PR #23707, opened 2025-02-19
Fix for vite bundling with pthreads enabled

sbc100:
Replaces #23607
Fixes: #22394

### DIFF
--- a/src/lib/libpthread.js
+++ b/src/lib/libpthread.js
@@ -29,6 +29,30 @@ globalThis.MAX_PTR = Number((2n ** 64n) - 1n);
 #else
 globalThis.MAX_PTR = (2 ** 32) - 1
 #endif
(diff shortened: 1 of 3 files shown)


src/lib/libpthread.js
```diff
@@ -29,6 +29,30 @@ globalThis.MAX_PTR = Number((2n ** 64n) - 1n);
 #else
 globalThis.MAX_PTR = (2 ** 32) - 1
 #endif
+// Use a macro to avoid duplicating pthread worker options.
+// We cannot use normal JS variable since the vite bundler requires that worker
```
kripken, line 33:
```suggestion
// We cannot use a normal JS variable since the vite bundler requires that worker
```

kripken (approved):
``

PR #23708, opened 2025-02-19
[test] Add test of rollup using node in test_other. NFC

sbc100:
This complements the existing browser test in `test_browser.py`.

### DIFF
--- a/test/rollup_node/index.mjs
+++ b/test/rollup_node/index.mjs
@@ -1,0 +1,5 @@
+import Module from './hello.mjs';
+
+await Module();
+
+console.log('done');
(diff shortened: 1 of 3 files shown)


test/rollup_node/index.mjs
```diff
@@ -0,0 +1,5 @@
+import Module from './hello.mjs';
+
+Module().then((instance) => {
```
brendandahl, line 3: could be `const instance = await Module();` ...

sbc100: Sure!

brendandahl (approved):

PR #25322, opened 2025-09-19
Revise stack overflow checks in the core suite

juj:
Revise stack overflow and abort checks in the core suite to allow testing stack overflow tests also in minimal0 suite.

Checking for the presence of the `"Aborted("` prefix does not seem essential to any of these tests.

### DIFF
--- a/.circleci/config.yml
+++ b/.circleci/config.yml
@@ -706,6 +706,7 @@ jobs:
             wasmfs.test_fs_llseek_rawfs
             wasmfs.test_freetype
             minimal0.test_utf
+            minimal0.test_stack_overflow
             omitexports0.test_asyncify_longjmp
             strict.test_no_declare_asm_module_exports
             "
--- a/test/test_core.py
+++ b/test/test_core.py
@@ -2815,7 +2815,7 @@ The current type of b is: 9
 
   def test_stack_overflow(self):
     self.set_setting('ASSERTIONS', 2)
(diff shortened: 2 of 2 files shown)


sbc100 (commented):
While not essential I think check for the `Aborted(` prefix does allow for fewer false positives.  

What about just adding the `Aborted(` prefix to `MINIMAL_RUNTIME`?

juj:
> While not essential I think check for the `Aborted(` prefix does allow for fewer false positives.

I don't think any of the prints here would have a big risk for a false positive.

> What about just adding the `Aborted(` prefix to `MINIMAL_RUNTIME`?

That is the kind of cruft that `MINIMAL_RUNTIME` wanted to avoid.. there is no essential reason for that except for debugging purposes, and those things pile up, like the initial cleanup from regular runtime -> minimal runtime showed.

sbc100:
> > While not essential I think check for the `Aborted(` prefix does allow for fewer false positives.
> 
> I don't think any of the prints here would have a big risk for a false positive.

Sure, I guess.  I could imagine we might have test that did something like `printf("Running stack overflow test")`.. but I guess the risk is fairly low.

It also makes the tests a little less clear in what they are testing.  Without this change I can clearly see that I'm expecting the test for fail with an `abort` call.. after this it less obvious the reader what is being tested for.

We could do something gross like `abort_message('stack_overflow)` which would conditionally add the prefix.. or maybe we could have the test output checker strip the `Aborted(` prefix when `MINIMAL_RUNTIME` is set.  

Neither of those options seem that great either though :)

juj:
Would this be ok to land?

+-------+

#### WORK INSTRUCTION:
Each line of the listing that includes the word "Sure" should be copied out.

#### TASK OUTPUT:
sbc100: Sure!
Sure, I guess.  I could imagine we might have test that did something like `printf("Running stack overflow test")`.. but I guess the risk is fairly low.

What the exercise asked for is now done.